### Task details
The answer consists solely of the listing's lines from the first through the line containing "1) Install GeoNode", each reproduced exactly.

--- --- ---

PR #3396, opened 2017-11-04
Replace default crs with 3857

### LINKED ISSUE #3367: Remove 900913 definition in remote services
Apologies in advance if I'm using any terminology etc. incorrectly, I'm rather new with GeoNode.

Steps to reproduce: 
1) Install GeoNode 2.6 on Ubuntu 16.04 per instructions here http://docs.geonode.org/en/master/tutorials/install_and_admin/geonode_install/index.html
2) Add the following Remote Service: http://www.agr.gc.ca/atlas/services/mapservices/aafc_watershed_2013/MapServer/WMSServer
3) Browse any layer, see pink tiles

When checking GetCapabilities for the WMS server, you can see the following coordinate systems defined:

<CRS>CRS:84</CRS>
<CRS>EPSG:4326</CRS>
<CRS>EPSG:3857</CRS>

<CRS>EPSG:102100</CRS>

But when you examine the actual URL being generated by GeoNode for layer images

http://www.agr.gc.ca/atlas/services/mapservices/aafc_watershed_2013/MapServer/WMSServer?LAYERS=14&TRANSPARENT=TRUE&SERVICE=WMS&VERSION=1.1.1&REQUEST=GetMap&STYLES=&FORMAT=image%2Fpng&TILED=true&SRS=EPSG%3A900913&BBOX=-15028131.255,5009377.085,-12523442.7125,7514065.6275&WIDTH=256&HEIGHT=256

SRS=EPSG%3A900913

Is there something special that needs to be done with this type of remote service?

francbartoli:
Fixes #3367

### DIFF
--- a/geonode/services/views.py
+++ b/geonode/services/views.py
@@ -667,8 +667,9 @@ def _register_indexed_layers(service, wms=None, verbosity=False):
             srid = None
             # Some ArcGIS WMSServers indicate they support 900913 but really
             # don't
-            if 'EPSG:900913' in wms_layer.crsOptions and "MapServer/WmsServer" not in service.base_url:
-                srid = 'EPSG:900913'
+            if 'EPSG:900913' in wms_layer.crsOptions and "MapServer/WmsServer"\
+                    not in service.base_url:
+                srid = 'EPSG:3857'
             elif len(wms_layer.crsOptions) > 0:
                 matches = re.findall(
                     'EPSG\:(3857|102100|102113)', ' '.join(
--- a/geonode/services/views.py
+++ b/geonode/services/views.py
@@ -286,8 +286,12 @@ def _process_wms_service(
     if wms is None:
         wms = WebMapService(url)
     try:
-        base_url = _clean_url(
-            wms.getOperationByName('GetMap').methods['Get']['url'])
+        method_url = [
+            method['url']
+            for method in wms.getOperationByName('GetMap').methods
+            if method['type'] == 'Get'
+        ][0]
+        base_url = _clean_url(method_url)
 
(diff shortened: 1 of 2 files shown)


afabiani:
@francbartoli did you check that having 3857 as default in settings still works with default map layers in GeoExplorer? Since this is the default setup we need to be sure that clean installations still work well.

francbartoli:
@afabiani I run all tests but actually I did not make any further tests manually. Going to check that out now.

francbartoli:
@afabiani effectively everything seems to work fine apart from the geoexplorer viewer which is created with a zoom and a bbox with no correspondence to the uploaded layer. I'm probably missing something here where those settings are set, perhaps within geoexplorer?

capooti:
One thing to consider here is also existing GeoNode instances. I can't check this right now, but we should make sure existing maps are not broken. If that is the case, we should provide a migration script I think.

francbartoli:
Totally agreed, thanks @capooti for the hints. I haven't thought about that

capooti:
who knows @francbartoli, maybe it would keep working. I don't remember if srs is serialized somewhere in db. It would require some investigation

afabiani:
Will have a look as soon as I have some available time-slot

afabiani:
@francbartoli starting from your branch I have updated the PR in order to correctly handle the CRS from GeoExplorer also. See this PR

https://github.com/GeoNode/geonode/pull/3417

francbartoli:
Nice @afabiani thanks

afabiani:
@francbartoli I'm going to close this since changes here are part of #3417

--- --- ---

### Result
PR #3396, opened 2017-11-04
Replace default crs with 3857

### LINKED ISSUE #3367: Remove 900913 definition in remote services
Apologies in advance if I'm using any terminology etc. incorrectly, I'm rather new with GeoNode.

Steps to reproduce: 
1) Install GeoNode 2.6 on Ubuntu 16.04 per instructions here http://docs.geonode.org/en/master/tutorials/install_and_admin/geonode_install/index.html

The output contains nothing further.